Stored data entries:
──────────────────────────────

PR #1516, opened 2024-10-27
Prevent unnecessary notifications from being sent out

koratalas:
Created a background script to prevent unnecessary notifications from being sent out. It helps in managing the volume of emails being sent so that we do not send the notifications even by mistake. This script is mostly used in dev or uat to avoid any notifications being sent from lower instances.

### DIFF
--- a/Background Scripts/Prevent unnecessary notifications from being sent out/Prevent_unnecessary_notifications_from_being_sent_out.js
+++ b/Background Scripts/Prevent unnecessary notifications from being sent out/Prevent_unnecessary_notifications_from_being_sent_out.js
@@ -10,7 +10,7 @@ emailGR.query();
 while (emailGR.next()) {
     emailGR.state = "ignored"; //setting state to "ignored"
     emailGR.type = 'send-ignored'; // Set the type to 'ignored'
-    emailGR.update(); // Save the changes
+    emailGR.updateMultiple(); // Save the changes
 }
 
 gs.info('All relevant emails have been marked as ignored.');
--- a/Background Scripts/Prevent unnecessary notifications from being sent out/Prevent_unnecessary_notifications_from_being_sent_out.js
+++ b/Background Scripts/Prevent unnecessary notifications from being sent out/Prevent_unnecessary_notifications_from_being_sent_out.js
@@ -1,16 +1,12 @@
-// Create a GlideRecord object for the 'sys_email' table
 var emailGR = new GlideRecord('sys_email');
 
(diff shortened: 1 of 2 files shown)


Lacah:
Thanks for your contribution. Since you are making all the same updates to the GlideRecords, have you thought about using the [updateMultiple()](https://developer.servicenow.com/dev.do#!/reference/api/xanadu/server/no-namespace/c_GlideRecordScopedAPI#r_ScopedGlideRecordUpdateMultiple?navFilter=updateMultiple) method instead :)

Background Scripts/Prevent unnecessary notifications from being sent out/Prevent_unnecessary_notifications_from_being_sent_out.js
```diff
@@ -0,0 +1,16 @@
+// Create a GlideRecord object for the 'sys_email' table
+var emailGR = new GlideRecord('sys_email');
+
+// Query for the emails you want to ignore (adjust the query as needed)
+emailGR.addQuery('state', 'ready'); // only those mails which are ready to send
+emailGR.addEncodedQuery("sys_created_onONToday@javascript:gs.beginningOfToday()@javascript:gs.endOfToday()"); // Optional query to set timeline if not required we can comment this.
+emailGR.query();
+
+// Loop through the results and mark them as 'Ignored'
+while (emailGR.next()) {
```
Lacah, line 10: Sorry I wasn't entirely clear - when you use updateMultiple(), you don't need to loop through the records - that's the point! You send the query **AND** the update to the database in 1 call! So you're code would like like this:
```javascript
// Create a GlideRecord object for the 'sys_email' table
var emailGR = new GlideRecord('sys_email');

// Query for the emails you want to ignore (adjust the query as needed)
emailGR.addQuery('state', 'ready'); // only those mails which are ready to send
emailGR.addEncodedQuery("sys_created_onONToday@javascript:gs.beginningOfToday()@javascript:gs.endOfToday()"); // Optional query to set timeline if not required we can comment this.

//Set any results to ignored
emailGR.state = "ignored"; //setting state to "ignored"
emailGR.type = 'send-ignored'; // Set the type to 'ignored'
emailGR.updateMultiple(); // Save the changes
```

──────────────────────────────

--- Task details ---
Could you repeat every record above exactly as it is written?

--- Task answer ---
PR #1516, opened 2024-10-27
Prevent unnecessary notifications from being sent out

koratalas:
Created a background script to prevent unnecessary notifications from being sent out. It helps in managing the volume of emails being sent so that we do not send the notifications even by mistake. This script is mostly used in dev or uat to avoid any notifications being sent from lower instances.

### DIFF
--- a/Background Scripts/Prevent unnecessary notifications from being sent out/Prevent_unnecessary_notifications_from_being_sent_out.js
+++ b/Background Scripts/Prevent unnecessary notifications from being sent out/Prevent_unnecessary_notifications_from_being_sent_out.js
@@ -10,7 +10,7 @@ emailGR.query();
 while (emailGR.next()) {
     emailGR.state = "ignored"; //setting state to "ignored"
     emailGR.type = 'send-ignored'; // Set the type to 'ignored'
-    emailGR.update(); // Save the changes
+    emailGR.updateMultiple(); // Save the changes
 }
 
 gs.info('All relevant emails have been marked as ignored.');
--- a/Background Scripts/Prevent unnecessary notifications from being sent out/Prevent_unnecessary_notifications_from_being_sent_out.js
+++ b/Background Scripts/Prevent unnecessary notifications from being sent out/Prevent_unnecessary_notifications_from_being_sent_out.js
@@ -1,16 +1,12 @@
-// Create a GlideRecord object for the 'sys_email' table
 var emailGR = new GlideRecord('sys_email');
 
(diff shortened: 1 of 2 files shown)


Lacah:
Thanks for your contribution. Since you are making all the same updates to the GlideRecords, have you thought about using the [updateMultiple()](https://developer.servicenow.com/dev.do#!/reference/api/xanadu/server/no-namespace/c_GlideRecordScopedAPI#r_ScopedGlideRecordUpdateMultiple?navFilter=updateMultiple) method instead :)

Background Scripts/Prevent unnecessary notifications from being sent out/Prevent_unnecessary_notifications_from_being_sent_out.js
```diff
@@ -0,0 +1,16 @@
+// Create a GlideRecord object for the 'sys_email' table
+var emailGR = new GlideRecord('sys_email');
+
+// Query for the emails you want to ignore (adjust the query as needed)
+emailGR.addQuery('state', 'ready'); // only those mails which are ready to send
+emailGR.addEncodedQuery("sys_created_onONToday@javascript:gs.beginningOfToday()@javascript:gs.endOfToday()"); // Optional query to set timeline if not required we can comment this.
+emailGR.query();
+
+// Loop through the results and mark them as 'Ignored'
+while (emailGR.next()) {
```
Lacah, line 10: Sorry I wasn't entirely clear - when you use updateMultiple(), you don't need to loop through the records - that's the point! You send the query **AND** the update to the database in 1 call! So you're code would like like this:
```javascript
// Create a GlideRecord object for the 'sys_email' table
var emailGR = new GlideRecord('sys_email');

// Query for the emails you want to ignore (adjust the query as needed)
emailGR.addQuery('state', 'ready'); // only those mails which are ready to send
emailGR.addEncodedQuery("sys_created_onONToday@javascript:gs.beginningOfToday()@javascript:gs.endOfToday()"); // Optional query to set timeline if not required we can comment this.

//Set any results to ignored
emailGR.state = "ignored"; //setting state to "ignored"
emailGR.type = 'send-ignored'; // Set the type to 'ignored'
emailGR.updateMultiple(); // Save the changes
```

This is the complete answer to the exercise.